Jan 17, 2008

LeftClick's pet peeve: "read more"

by Dave Riley

Each morning I fire up the Google Reader and partake of what my web universe has to offer.

If you are non plussed -- a "Google Reader" is one of several options with which to read RSS feeds subscribed to. It's the best way to do web business as content comes to you as you desire it rather than you having to go to it or download it all and sift through the lot in detail.

Get into it: go find yourself a feed reader to suit your lifestyle.

But there are still a few sites -- like the new Venezuela Analysis platform --
which while it has moved up to finally offering a feed to its excellent content will only offer you an article snippet. Like so:
Americans Need to Look Beyond the Media on Venezuela
If we read the newspapers and watch TV in the United States, we are told that President Hugo Chavez of Venezuela is a "dictator," "authoritarian," "a threat to democracy" in his own country and the region, and "anti-U.S." But leaders who try to empower poor people are generally vilified in the media and hated by those in power.

read more
I think web designers who set up this approach -- which relies on giving subscribers a mere sampler taste of the textual wares -- don't understand whats' likely to not happen at the other end. And that is the subscriber is very much less likely to read more!*

Unless you own a web page full of advertising and sundry similar money making capitalistic style goodies what's the point of dragging people there when they have a full contents menu in front of them? And this contents menu will likely be more functional than the one on offer (and usually buried somewhere) at the distant web page.

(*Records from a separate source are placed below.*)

PR #200, opened 2020-06-10
Item 7278: Improve QC folder query perf - remove JS outlier calculations

labkey-ankurj:
#### Rationale
This work removes the javascript outlier calculations for the qc plots graph utilizing the previous refactor work done to speed up the outlier calculations in Java.

#### Changes
* new Api - GetQCPlotsData in TargetedMSController
* removal of JS outlier calculations


src/org/labkey/targetedms/outliers/OutlierGenerator.java
```diff
@@ -49,19 +52,45 @@ public static OutlierGenerator get()
...
+        sql.append("\n FROM ").append(schemaName).append('.').append(queryName);
+        if (!annotationGroups.isEmpty())
+        {
+            sql.append(" WHERE ");
+            StringBuilder filterClause = new StringBuilder("SampleFileId.ReplicateId in (");
+            var intersect = "";
+            var selectSql = "(SELECT ReplicateId FROM targetedms.ReplicateAnnotation WHERE ";
+            for (AnnotationGroup annotation : annotationGroups)
+            {
+                filterClause.append(intersect).append(selectSql).append(" Name='").append(annotation.getName()).append("' AND ( ");
```
labkey-jeckels: Need to escape quotes here, since annotation names aren't encoded

src/org/labkey/targetedms/outliers/OutlierGenerator.java
```diff
@@ -49,19 +52,45 @@ public static OutlierGenerator get()
...
+                var or = "";
+                for (String value : annotation.getValues())
+                {
+                    filterClause.append(or).append("Value='").append(value).append("'");
```
labkey-jeckels: Same thing - need to escape value's value

src/org/labkey/targetedms/outliers/OutlierGenerator.java
```diff
@@ -49,19 +52,45 @@ public static OutlierGenerator get()
...
+            }
+            filterClause.append(") ");
+            sql.append(filterClause.toString());
+        }
+        sql.append(")");
+        return sql.toString();
     }
 
-    private String queryContainerSampleFileRawData(List<QCMetricConfiguration> configurations)
+    private String queryContainerSampleFileRawData(List<QCMetricConfiguration> configurations, String startDate, String endDate, List<AnnotationGroup> annotationGroups)
```
labkey-jeckels: Can these be Dates instead of Strings? Perhaps push the type back into the form that's receiving the user's input?

src/org/labkey/targetedms/outliers/OutlierGenerator.java
```diff
@@ -106,14 +135,26 @@ private String queryContainerSampleFileRawData(List<QCMetricConfiguration> confi
         sql.append("\nON sf.ReplicateId = exclusion.ReplicateId AND (exclusion.MetricId IS NULL OR exclusion.MetricId = x.MetricId)");
         sql.append("\nLEFT JOIN GuideSetForOutliers gs");
         sql.append("\nON ((sf.AcquiredTime >= gs.TrainingStart AND sf.AcquiredTime < gs.ReferenceEnd) OR (sf.AcquiredTime >= gs.TrainingStart AND gs.ReferenceEnd IS NULL))");
-        sql.append("\nWHERE sf.AcquiredTime IS NOT NULL");
+        if (null != startDate && null != endDate)
```
labkey-jeckels: Is there a case where we'd get a start but not an end, or vice versa? Even if the UI won't produce it at the moment, might be worth it to support either/or

src/org/labkey/targetedms/outliers/OutlierGenerator.java
```diff
@@ -194,4 +235,76 @@ public String getMetricLabel(Map<Integer, QCMetricConfiguration> metrics, RawMet
...
+    /**
+     * returns the separated plots data per peptide
+     * */
+    public List<QCPlotFragment> getQCPlotFragment(List<RawMetricDataSet> rawMetricData, Map<GuideSetKey, GuideSetStats> stats)
+    {
+        List<QCPlotFragment> qcPlotFragments = new ArrayList<>();
+        Map<String, List<RawMetricDataSet>> rawMetricDataSetMapByLabel = new HashMap<>();
+        for (RawMetricDataSet rawMetricDataSet : rawMetricData)
+        {
+            if (null == rawMetricDataSetMapByLabel.get(rawMetricDataSet.getSeriesLabel()))
```
labkey-jeckels: I think computeIfAbsent() or a similar method would simplify this code

src/org/labkey/targetedms/outliers/OutlierGenerator.java
```diff
@@ -49,19 +52,45 @@ public static OutlierGenerator get()
...
+            var intersect = "";
+            var selectSql = "(SELECT ReplicateId FROM targetedms.ReplicateAnnotation WHERE ";
+            for (AnnotationGroup annotation : annotationGroups)
+            {
+                filterClause.append(intersect).append(selectSql).append(" Name='").append(annotation.getName()).append("' AND ( ");
+                var or = "";
+                for (String value : annotation.getValues())
+                {
+                    filterClause.append(or).append("Value='").append(value).append("'");
+                    or = " OR ";
```
labkey-jeckels: Could also use an IN clause

webapp/TargetedMS/js/LeveyJenningsPlotHelper.js
```diff
@@ -12,59 +12,52 @@ Ext4.define("LABKEY.targetedms.LeveyJenningsPlotHelper", {
...
-                if (!this.guideSetDataMap[guideSetId]) {
-                    this.guideSetDataMap[guideSetId] = this.getGuideSetDataObj(row);
-                    this.hasGuideSetData = true;
-                }
+        Ext4.each(plotDataRows, function(plotDataRow) {
+            Ext4.each(plotDataRow.GuideSetStats, function(guideSetStat) {
+                var guideSetId = guideSetStat['GuideSetId'];
+                var seriesLabel = plotDataRow['SeriesLabel'];
+
+                if (guideSetId > 0) {
```
labkey-jeckels, line 25: 0 is the value we use for the default guide set - does this handle the case where not guide sets are defined?

webapp/TargetedMS/js/LeveyJenningsPlotHelper.js
```diff
@@ -158,7 +151,7 @@ Ext4.define("LABKEY.targetedms.LeveyJenningsPlotHelper", {
     {
         var data = {};
         // if a guideSetId is defined for this row, include the guide set stats values in the data object
-        if (Ext4.isDefined(row['GuideSetId']))
+        if (Ext4.isDefined(row['GuideSetId']) && row['GuideSetId'] > 0)
```
labkey-jeckels, line 155: Same question here about the default guide set behavior

webapp/TargetedMS/js/QCPlotHelperBase.js
```diff
@@ -126,125 +69,108 @@ Ext4.define("LABKEY.targetedms.QCPlotHelperBase", {
...
-                            MeanMR: guideSetAvgMRs[guideSetId].Series[seriesLabel][seriesType].avgMR,
-                            StdDevMR: guideSetAvgMRs[guideSetId].Series[seriesLabel][seriesType].stddevMR
+                            MeanMR: guideSetStat['MRMean'],
+                            StdDevMR: guideSetStat['MRStdDev']
                         };
                     }
                     else {
-                        this.guideSetDataMap[guideSetId].Series[seriesLabel][seriesType].MeanMR = guideSetAvgMRs[guideSetId].Series[seriesLabel][seriesType].avgMR;
-                        this.guideSetDataMap[guideSetId].Series[seriesLabel][seriesType].StdDevMR = guideSetAvgMRs[guideSetId].Series[seriesLabel][seriesType].stddevMR;
+                        this.guideSetDataMap[guideSetId].Series[seriesLabel][seriesType].MeanMR = guideSetStat['MRMean'];
```
labkey-jeckels: Unless there's a compelling reason to use different names, can we make these consistent?

labkey-jeckels (changes requested):
Looking good - a few ideas and questions.

webapp/TargetedMS/js/LeveyJenningsPlotHelper.js
labkey-ankurj: Yes, there are two different objects for both cases defaultGuideSet when no guidesets are defined and guideSetMap when guideset is defined

src/org/labkey/targetedms/TargetedMSController.java
```diff
@@ -1057,8 +1059,8 @@ public Object execute(QCMetricOutliersForm form, BindException errors)
         private boolean _includeMR;
         private boolean _includeMeanCusum;
         private boolean _includeVariableCusum;
-        private String _startDate;
-        private String _endDate;
+        private java.sql.Date _startDate;
```
labkey-jeckels: Let's use java.util.Date instead - hopefully an easy swap

src/org/labkey/targetedms/outliers/OutlierGenerator.java
```diff
@@ -64,14 +64,31 @@ private String getEachSeriesTypePlotDataSql(int seriesIndex, int id, String sche
...
             for (AnnotationGroup annotation : annotationGroups)
             {
-                filterClause.append(intersect).append(selectSql).append(" Name='").append(annotation.getName()).append("' AND ( ");
-                var or = "";
-                for (String value : annotation.getValues())
+                filterClause.append(intersect)
+                        .append(selectSql)
+                        .append(" Name=")
+                        .append(escapeQuote)
+                        .append(annotation.getName())
```
labkey-jeckels: The concern is that the annotation name or value will have a quote in it. Need to something like:

.append(" Name='").append(annotation.getName().replace("'", "''")).append("'");

src/org/labkey/targetedms/outliers/OutlierGenerator.java
```diff
@@ -64,14 +64,31 @@ private String getEachSeriesTypePlotDataSql(int seriesIndex, int id, String sche
...
+                        .append(escapeQuote);
+
+                var annotationValues = annotation.getValues();
+                if (!annotationValues.isEmpty())
                 {
-                    filterClause.append(or).append("Value='").append(value).append("'");
-                    or = " OR ";
+                    filterClause.append(" AND  Value IN (")
+                            .append(escapeQuote)
+                            .append(annotationValues.get(0))
```
labkey-jeckels: Suggest using StringUtils.join() to build up the quote-escaped, comma-separated list

src/org/labkey/targetedms/outliers/OutlierGenerator.java
```diff
@@ -135,14 +152,27 @@ private String queryContainerSampleFileRawData(List<QCMetricConfiguration> confi
...
+
+            if (null != endDate)
+            {
+                sql.append("\n sf.AcquiredTime < TIMESTAMPADD('SQL_TSI_DAY', 1, CAST('");
+                sql.append(endDate);
+                sql.append("' AS TIMESTAMP))");
+            }
+            else
+            {
+                sql.append("1=1");
```
labkey-jeckels: Perhaps cleaner to use a separator variable that's first set to "WHERE" and then to "AND", to avoid the 1=1 in the else

labkey-jeckels (changes requested):
Some followups - sorry for not giving more detailed guidance before.

I also see that the tests are sad, maybe because of the quote escaping changes?

src/org/labkey/targetedms/TargetedMSController.java
labkey-ankurj: not able to directly use java.util.Date in sql query.

src/org/labkey/targetedms/outliers/OutlierGenerator.java
labkey-ankurj: I guess you meant this: 
`var quoteEscapedVals = annotationValues.stream().map(s -> s.replace("'", "''")).collect(Collectors.toList());
filterClause.append(" AND  Value IN (").append(StringUtils.join(quoteEscapedVals, ","));`

still a for loop would be required to build quotes around the strings?

src/org/labkey/targetedms/TargetedMSController.java
labkey-ankurj: well no, it seems to be working, something was not right initially when I was trying to use it.

src/org/labkey/targetedms/outliers/OutlierGenerator.java
labkey-ankurj: done

src/org/labkey/targetedms/outliers/OutlierGenerator.java
labkey-ankurj: got it, changed

src/org/labkey/targetedms/TargetedMSController.java
labkey-ankurj: replaced

src/org/labkey/targetedms/outliers/OutlierGenerator.java
```diff
@@ -64,31 +65,21 @@ private String getEachSeriesTypePlotDataSql(int seriesIndex, int id, String sche
...
-                    for (int i = 1; i < annotationValues.size(); i++)
-                    {
-                        filterClause.append(",")
-                                .append(escapeQuote)
-                                .append(annotationValues.get(i))
-                                .append(escapeQuote);
-                    }
+                    var quoteEscapedVals = annotationValues.stream().map(s -> s.replace("'", "''")).collect(Collectors.toList());
+                    var vals = "'" + StringUtils.join(quoteEscapedVals, "','") + "'";
+                    filterClause.append(" AND  Value IN (").append(vals);
```
labkey-jeckels: I haven't tried running this, but the parentheses seems suspicious. Shouldn't there be a closing paren inside of the if() statement's body?

labkey-jeckels (approved):
See one comment on parentheses, and subject to happy tests on TeamCity

PR #204, opened 2020-06-16
Support for crosslinked peptides in Skyline.

nickshulman:
#### Rationale
Support for new Skyline document format related to crosslinked peptides
Skyline 20.2 will support crosslinked peptides.
Crosslinked peptides are represented as explicit modifications in the XML.
In addition, the Transitions have "linked_fragment_ion" elements under them which fragments from the linked peptides are attached to the main fragment ion.

#### Related Pull Requests
* 

#### Changes
The class "ComplexFragmentIonName" gets constructed from the "linked_fragment_ion" elements under the <transition> element. The toString() of this object gets stored in the "complexFragmentIon" column in the Transition table. This string gets used by PeakAreaRatioCalculator.getPeptideTransitionKey to make it so that transitions are unique within a particular precursor.


labkey-jeckels:
Thanks Nick! I just pushed a SQL Server version of the script to make the tests happier.

Is there really just a single column change to the DB to handle all of this? I was expecting more churn on the schema based on the diffs I generated from the Skyline XSD changes

nickshulman:
So far, I think we can get away with just adding a single column.

Skyline represents the crosslinked structure in the .sky file with
"<linked_peptide>" elements under the "<explicit_modifications>" element.
Also, Skyline represents fragment ions with "<linked_fragment_ion>"
elements.

Panorama does not really care about being able to parse the structure of
the crosslinks, so it can ignore everything under
"<explicit_modifications>". Then, I have the class "ComplexFragmentIonName"
which takes all of the <linked_fragment_ion> elements and turns them into a
flat string. That string gets stored in the new column
"targetedms.transition.complexFragmentIon", and it gets used as part of the
key in PeakAreaRatioCalculator.getPeptideTransitionKey

In the future, we might want to make it so that LabKey is able to parse the
complexFragmentIon string, so that transitions can be displayed better.
For instance, the value "p-{6:DSS:b4}" is the precursor from the first
peptide combined with the b4 ion from the peptide that's attached to the
"DSS" crosslinker at position 6 on the first peptide.
In Skyline, when it notices that there are only two peptides crosslinked to
each other, that transition would just be displayed as "p-b4". In order to
be able to do this right, we would probably need to start parsing the
<explicit_modifications> element in the .sky file in order to know how
complicated the structure of the crosslinks is.
-- Nick

labkey-jeckels:
OK, cool.

I see you added some files and make sure that they get imported in a test, which is great. I'm assuming we should be adding a little more validation that the modifications show up in the UI, but will have to take a look at the results of the import to understand the current display.

labkey-jeckels:
@labkey-sweta can you review my test changes here? I've done the review of the product-side changes, so if the test looks good to you, we can merge

test/src/org/labkey/test/tests/targetedms/TargetedMSDocumentFormatsTest.java
```diff
@@ -14,39 +14,121 @@
...
-        }
+        goToProjectHome(getProjectName());
+        importData(SAMPLEDATA_FOLDER + "DocumentSerializerTest_36.sky.zip", ++JOB_COUNT);
+    }
+
+    @Test
+    public void testNormalDocument()
+    {
+        goToProjectHome(getProjectName());
+        importData(SAMPLEDATA_FOLDER + "DocumentSerializerTest.sky.zip", ++JOB_COUNT);
```
labkey-sweta, line 60: No verification needed?

test/src/org/labkey/test/tests/targetedms/TargetedMSDocumentFormatsTest.java
```diff
@@ -14,39 +14,121 @@
...
     }
 
-    private void testImportDoc(String filename) {
-        setupSubfolder(getProjectName(), filename, FolderType.Experiment);
-        importData(SAMPLEDATA_FOLDER + filename + ".sky.zip");
+    @Test
+    public void testCompactDocument()
```
labkey-sweta, line 64: Same question, just importing with no verification.

labkey-sweta (approved):

test/src/org/labkey/test/tests/targetedms/TargetedMSDocumentFormatsTest.java
labkey-jeckels: That's right. The original version of this test just imported three files and verified there were no errors. This branch has added two new files with cross-linked peptide data, and those are the ones where I did more extensive validation.

PR #294, opened 2019-11-28
Update OOO steps for calendar event

AliSoftware:
Now that @AnnKatF has changed the process in #272 from creating a meeting with invites to creating an event directly on the calendar instead, the step about having to turn "Request responses" off is not relevant anymore


danspndl (approved):
🚢

konrad-em (approved):
👍

PR #300, opened 2019-12-09
Update PR labels documention as per decision in the latest iOS retro

diegopetrucci:
It was decided that labels for vertical should be deleted. Only `US` and `platform` will stay, as they are special cases.


NSMyself (approved):
😢

diegopetrucci:
Should the `Telus` label stay?

DeFrenZ (approved):
That was quick! 👏

emeseuk (approved):

PR #334, opened 2020-01-30
PR automatically assigned to their creators

NSMyself:
@ilyapuchka added a GitHub Action to automatically assign a PR to its creator. This action runs exactly once (when the PR itself is created) and should take about 30s for it to do its thing


mluisbrown (approved):

danspndl (approved):
🎉

PR #336, opened 2020-02-04
Adds documentation for icons assets SwiftGen integration

adiki:
Image assets SwiftGen integration is already merged to develop. This document explains how to add new icon and what's the logic with retrieving images.


Cookbook/Technical-Documents/SwiftGen.md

It only makes web reading and surfing cumbersome and such facilitations counter productive.

Trust me, I know: I'm a feed junkie.I know what I read and I know what I don't and if I suspect that the
Venezuela Analysis article is going to be longish -- I won't click on read more because it will disrupt my web reading cadence as I have to go to the web site then back to my reader to catch the rest of that day's aggregation.

Of course feed designer's know this and have come up with quite a few tricks to thwart such convenience driven surfing. Advertising can now be added to feeds so you get that too when you get the article.In fact, with services like FeedBurner -
you can add any number of attributes to a feed such as the ever popular "Make a donation."

So if you own a feed -- for a blog, podcast, news service or whatever -- be bold and courageous and click on "full content" rather than trying to limit the number of characters we denigrated & denied subscribers are offered. Always keep your subscribers happy.

*The one useful exception to this rule of thumb are news formats like the ABC's online news service.There you get the article header plus the first sentence and the first sentence will summarize the content of the whole article. Example:
Whalers threaten to take activists to Japan
A spokesman for the Japanese whaling fleet says it will have no choice but to take two detained activists back to Japan if a dispute over their release is not resolved.
The BBC does the same.
Both services, I know, limit their articles to set lengths -- with the ABC runs shorter pieces as a standard than the BBC.
  • Get with it: RSS for NonProfits(-- a dated TechSoup article but it's somewhere to start)
  • Later on I'll address those sites that don't offer feeds like PET PEEVE #2: Closed Yahoo email discussion groups (open ones offer feeds though) and explore ways feeds can be harnessed to promote your cause and outlook.